Ich entwickle gerade ein Logo für eine Firma. Um dies bestmöglich zu machen habe ich mir ein HKS N Farbfächer gekauft und auch die HKS N Farbpalette in Freehand installiert. 
Nun kann ich aber nicht richtig arbeiten, da die Farben auf meinem Notebook-Monitor ganz anders aussehen als auf dem Fächer. Ich weiß, dass sie natürlich später auch im Druck so aussehen wie auf dem Fächer aber ich kann so nicht arbeiten, da ich ja während der Entwicklung auf dem Bildschirm schon wenigstens die ungefähre Farbe sehen möchte.
Ich habe schon mit einigen Farbeinstellung von Windows und auch von Freehand selbst ahnungslos herumgebastelt, bin aber zu keinem guten Ergebnis gekommen. 

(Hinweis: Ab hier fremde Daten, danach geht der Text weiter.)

PR #259, opened 2019-03-20
Javacc4 config input file

Henne:
This patchset applies the code from Configuration.java to the input file config.jj which is used to generate a fresh parser.
**Only config.jj is changed** in this patchset, so **nothing can break**.

A generated parser by JavaCC V4.0 from this config.jj has still differences to the currently used code,
but they are either trivial or unmodifiable by editing config.jj.

This is the diffstat of a patch from the current Configuration.java to a fresh one from JavaCC 4.0:

Configuration.java |   95 +++++++++++++++++++++--------------------------------
 1 file changed, 38 insertions(+), 57 deletions(-)

Best regards.

P.S.: I fully understand and agree with your arguments and I'm not discouraged by your rejection.
Also I understand that my initial pull request [#248](https://github.com/tlaplus/tlaplus/pull/248) was too ambitious and could have been made more comprehensible.

Sadly I could not reproduce the failed JUnit-Tests you mentioned in [#254](https://github.com/tlaplus/tlaplus/pull/254#issuecomment-473422610), since I ran them also on my machine where they did not fail. I'm using:
openjdk version "1.8.0_191"
OpenJDK Runtime Environment (build 1.8.0_191-8u191-b12-2ubuntu0.18.04.1-b12)
OpenJDK 64-Bit Server VM (build 25.191-b12, mixed mode)

PR #895, opened 2024-03-20
Statically initialize operators table

ahelwer:
### What these changes do
`Operators.DefinitionTable` is one of three separate tables that must be initialized before SANY will parse anything (the others are `Context.initialContext` and `BuiltInLevel.LevelData`). Prior to these changes, `Operators.DefinitionTable` was initialized by calling `Configuration.Load` which used the JavaCC-generated parser in `tla2sany/configuration` to parse a string in `tla2sany/configuration/ConfigConstants.java` containing precedence & associativity info for all the TLA+ operator symbols, then loading those symbols into the table. This changes that operation into a simple loop in a `static` block over a static array of `Operator` objects.

### Benefits of these changes

1. Partially (but not completely) removes the necessity of calling `Configuration.load` before using SANY, in line with the goal of #891 
2. Enables defining unicode operator symbols, which the ancient JavaCC-generated parser code did not support reading from a string
3. Moves toward being able to delete the Configuration parser entirely, which would close issue #246 and PR #259 in addition to getting rid of a lot of fairly pointless code

### Reasons to believe these changes will not break anything

1. The `Operators.DefinitionTable` in particular is heavily covered by the operator precedence tests from #894 and corpus tests of #886
2. The changes are very contained and easy to understand, just loading some objects into a table.
3. The Operator objects were not transcribed by hand and thus prone to error; I auto-generated the code by putting the following snippet in the `Operators.addOperator` method then running the original JavaCC parser method:

```java
String assoc = null; 
switch (op.Associativity) { 
  case Operators.assocNone: assoc = "Operators.assocNone"; break; 
  case Operators.assocLeft: assoc = "Operators.assocLeft"; break; 
  case Operators.assocRight: assoc = "Operators.assocRight"; break; 
  default: assert(false); 
} 
String fix = null; 
switch (op.Fix) { 
  case Operators.nofix: fix = "Operators.nofix"; break; 
  case Operators.prefix: fix = "Operators.prefix"; break; 
  case Operators.infix: fix = "Operators.infix"; break; 
  case Operators.postfix: fix = "Operators.postfix"; break; 
  case Operators.nfix: fix = "Operators.nfix"; break; 
  default: assert(false); 
} 
String rep = String.format( 
  "    new Operator(%-16s %-4s %-4s %s, %s),", 
  "\"" + name.toString().replace("\\", "\\\\") + "\",", 
  String.valueOf(op.Low) + ",", 
  String.valueOf(op.High) + ",", 
  assoc, 
  fix 
  ); 
System.out.println(rep);
```

### DIFF
--- a/tlatools/org.lamport.tlatools/src/tla2sany/configuration/ConfigConstants.java
+++ b/tlatools/org.lamport.tlatools/src/tla2sany/configuration/ConfigConstants.java
@@ -10,19 +10,10 @@
 
 package tla2sany.configuration;
 
-interface ConfigConstants {
-  int nada = 0;
-  int infixOP = 1;
-  int prefixOP = 2;
-  int postfixOP = 3;
-  int preINfixOP = 4;
+import tla2sany.parser.Operator;
+import tla2sany.parser.Operators;
 
-  int leftAssoc = 10;
-  int rightAssoc = 11;
-  int noAssoc = 12;
-
-  int EOF = 0;
-  int SINGLE_LINE = 4;
+public interface ConfigConstants {
   int CONSTANT = 7;
   int OPERATOR = 8;
   int INFIX = 9;
@@ -35,14 +26,9 @@ interface ConfigConstants {
   int RIGHTASSOC = 16;
   int NOASSOC = 17;
   int BUILTIN = 18;
-  int OPCHAR = 19;
-  int LETTER = 20;
   int OPID = 21;
   int NUMBER = 22;
   int RESTRICTED = 23;
-
-  int DEFAULT = 0;
-  int IN_COMMENT = 1;
 
   String[] tokenImage = {
     "<EOF>",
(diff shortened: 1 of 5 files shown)


lemmy:
@ahelwer @Calvin-L Please don't wait for my review. I won't have the bandwidth to review anything in the next couple of days.

tlatools/org.lamport.tlatools/src/tla2sany/parser/Operators.java
```diff
@@ -1,121 +1,149 @@
-// Copyright (c) 2003 Compaq Corporation.  All rights reserved.
```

Ich glaube ich brauche entweder ein Farbprofil, oder Ahnung, wie man den Bildschrim so einstellen kann, dass die Farben dem Fächer ähnlich sind.

Hilfe !

Vielen Dank schonmal
und 
liebe Grüße

Des:gnerHexe


----------



## Markus Kolletzky (22. März 2005)

Hallo,

Also die wohl einfachste Art, den Monitor farbähnlichst zu kalibrieren ist,
indem Du die gewünschte Farbe vom Fächer an den Monitor hälst und
dann den Monitor darauf ausrichtest.
Weiterhin gibt es den Adobe Gamma Loader, der sich bspw. automatisch bei
der Installation von Photoshop mit installiert, wo Du danach dann Deinen 
Bildschirm kalibrieren kannst und ein ICC-Profil erstellst.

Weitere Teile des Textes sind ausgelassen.